Saved entries

PR #340, opened 2023-03-03
Add Manual host banning to PgCat

drdrsh:
Sometimes we want an admin to be able to ban a host for some time to route traffic away from that host for reasons like partial outages, replication lag, and scheduled maintenance. 

We can achieve this today using a configuration update but a quicker approach is to send a control command to PgCat that bans the replica for some specified duration.

This command does not change the current banning rules like 
- Primaries cannot be banned
- When all replicas are banned, all replicas are unbanned

Commands added

```
BAN <host> <duration_seconds>;
BAN localhost 10;
    db     |     user      |  role   |   host
------------+---------------+---------+-----------
 sharded_db | other_user    | replica | localhost
 sharded_db | other_user    | replica | localhost
 sharded_db | other_user    | replica | localhost
 simple_db  | simple_user   | replica | localhost
 sharded_db | sharding_user | replica | localhost
 sharded_db | sharding_user | replica | localhost
 sharded_db | sharding_user | replica | localhost


SHOW BANS;
     db     |     user      |  role   |   host    |    reason    |          ban_time          | ban_duration_seconds | ban_remaining_seconds
------------+---------------+---------+-----------+--------------+----------------------------+----------------------+-----------------------
 sharded_db | sharding_user | replica | localhost | AdminBan(10) | 2023-03-03 21:58:20.258965 | 10                   | 8
 sharded_db | sharding_user | replica | localhost | AdminBan(10) | 2023-03-03 21:58:20.259333 | 10                   | 8
 sharded_db | sharding_user | replica | localhost | AdminBan(10) | 2023-03-03 21:58:20.259635 | 10                   | 8
 sharded_db | other_user    | replica | localhost | AdminBan(10) | 2023-03-03 21:58:20.259851 | 10                   | 8
 sharded_db | other_user    | replica | localhost | AdminBan(10) | 2023-03-03 21:58:20.262950 | 10                   | 8
 sharded_db | other_user    | replica | localhost | AdminBan(10) | 2023-03-03 21:58:20.267296 | 10                   | 8
 simple_db  | simple_user   | replica | localhost | AdminBan(10) | 2023-03-03 21:58:20.267537 | 10                   | 8


UNBAN <host>;
UNBAN localhost;
     db     |     user      |  role   |   host
------------+---------------+---------+-----------
 sharded_db | sharding_user | replica | localhost
 sharded_db | sharding_user | replica | localhost
 sharded_db | sharding_user | replica | localhost
 sharded_db | other_user    | replica | localhost
 sharded_db | other_user    | replica | localhost
 sharded_db | other_user    | replica | localhost
 simple_db  | simple_user   | replica | localhost
```

### DIFF
--- a/src/admin.rs
+++ b/src/admin.rs
@@ -400,7 +400,7 @@ where
 
     for (id, pool) in get_all_pools().iter() {
         for address in pool.get_addresses_from_host(host) {
-            if !pool.is_banned(&address) && address.role != Role::Primary {
+            if !pool.is_banned(&address) {
                 pool.ban(&address, BanReason::AdminBan(duration_seconds), -1);
                 res.put(data_row(&vec![
                     id.db.clone(),
@@ -496,7 +496,7 @@ where
                 _ => pool.settings.ban_time,
             };
             let remaining = ban_duration - (now - ban_time.timestamp());
-            if remaining <= 0 || address.role == Role::Primary {
+            if remaining <= 0 {
                 continue;
             }
             res.put(data_row(&vec![
--- a/src/admin.rs
+++ b/src/admin.rs
@@ -51,6 +51,14 @@ where
     let query_parts: Vec<&str> = query.trim_end_matches(';').split_whitespace().collect();
 
     match query_parts[0].to_ascii_uppercase().as_str() {
+        "BAN" => {
+            trace!("BAN");
+            ban(stream, query_parts).await
+        }
+        "UNBAN" => {
+            trace!("UNBAN");
+            unban(stream, query_parts).await
+        }
         "RELOAD" => {
             trace!("RELOAD");
             reload(stream, client_server_map).await
@@ -68,6 +76,10 @@ where
             resume(stream, query_parts[1]).await
         }
         "SHOW" => match query_parts[1].to_ascii_uppercase().as_str() {
+            "BANS" => {
+                trace!("SHOW BANS");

*Task goal*. Every record should be given again exactly.

*Solution to this task*.
PR #340, opened 2023-03-03
Add Manual host banning to PgCat

drdrsh:
Sometimes we want an admin to be able to ban a host for some time to route traffic away from that host for reasons like partial outages, replication lag, and scheduled maintenance. 

We can achieve this today using a configuration update but a quicker approach is to send a control command to PgCat that bans the replica for some specified duration.

This command does not change the current banning rules like 
- Primaries cannot be banned
- When all replicas are banned, all replicas are unbanned

Commands added

```
BAN <host> <duration_seconds>;
BAN localhost 10;
    db     |     user      |  role   |   host
------------+---------------+---------+-----------
 sharded_db | other_user    | replica | localhost
 sharded_db | other_user    | replica | localhost
 sharded_db | other_user    | replica | localhost
 simple_db  | simple_user   | replica | localhost
 sharded_db | sharding_user | replica | localhost
 sharded_db | sharding_user | replica | localhost
 sharded_db | sharding_user | replica | localhost


SHOW BANS;
     db     |     user      |  role   |   host    |    reason    |          ban_time          | ban_duration_seconds | ban_remaining_seconds
------------+---------------+---------+-----------+--------------+----------------------------+----------------------+-----------------------
 sharded_db | sharding_user | replica | localhost | AdminBan(10) | 2023-03-03 21:58:20.258965 | 10                   | 8
 sharded_db | sharding_user | replica | localhost | AdminBan(10) | 2023-03-03 21:58:20.259333 | 10                   | 8
 sharded_db | sharding_user | replica | localhost | AdminBan(10) | 2023-03-03 21:58:20.259635 | 10                   | 8
 sharded_db | other_user    | replica | localhost | AdminBan(10) | 2023-03-03 21:58:20.259851 | 10                   | 8
 sharded_db | other_user    | replica | localhost | AdminBan(10) | 2023-03-03 21:58:20.262950 | 10                   | 8
 sharded_db | other_user    | replica | localhost | AdminBan(10) | 2023-03-03 21:58:20.267296 | 10                   | 8
 simple_db  | simple_user   | replica | localhost | AdminBan(10) | 2023-03-03 21:58:20.267537 | 10                   | 8


UNBAN <host>;
UNBAN localhost;
     db     |     user      |  role   |   host
------------+---------------+---------+-----------
 sharded_db | sharding_user | replica | localhost
 sharded_db | sharding_user | replica | localhost
 sharded_db | sharding_user | replica | localhost
 sharded_db | other_user    | replica | localhost
 sharded_db | other_user    | replica | localhost
 sharded_db | other_user    | replica | localhost
 simple_db  | simple_user   | replica | localhost
```

### DIFF
--- a/src/admin.rs
+++ b/src/admin.rs
@@ -400,7 +400,7 @@ where
 
     for (id, pool) in get_all_pools().iter() {
         for address in pool.get_addresses_from_host(host) {
-            if !pool.is_banned(&address) && address.role != Role::Primary {
+            if !pool.is_banned(&address) {
                 pool.ban(&address, BanReason::AdminBan(duration_seconds), -1);
                 res.put(data_row(&vec![
                     id.db.clone(),
@@ -496,7 +496,7 @@ where
                 _ => pool.settings.ban_time,
             };
             let remaining = ban_duration - (now - ban_time.timestamp());
-            if remaining <= 0 || address.role == Role::Primary {
+            if remaining <= 0 {
                 continue;
             }
             res.put(data_row(&vec![
--- a/src/admin.rs
+++ b/src/admin.rs
@@ -51,6 +51,14 @@ where
     let query_parts: Vec<&str> = query.trim_end_matches(';').split_whitespace().collect();
 
     match query_parts[0].to_ascii_uppercase().as_str() {
+        "BAN" => {
+            trace!("BAN");
+            ban(stream, query_parts).await
+        }
+        "UNBAN" => {
+            trace!("UNBAN");
+            unban(stream, query_parts).await
+        }
         "RELOAD" => {
             trace!("RELOAD");
             reload(stream, client_server_map).await
@@ -68,6 +76,10 @@ where
             resume(stream, query_parts[1]).await
         }
         "SHOW" => match query_parts[1].to_ascii_uppercase().as_str() {
+            "BANS" => {
+                trace!("SHOW BANS");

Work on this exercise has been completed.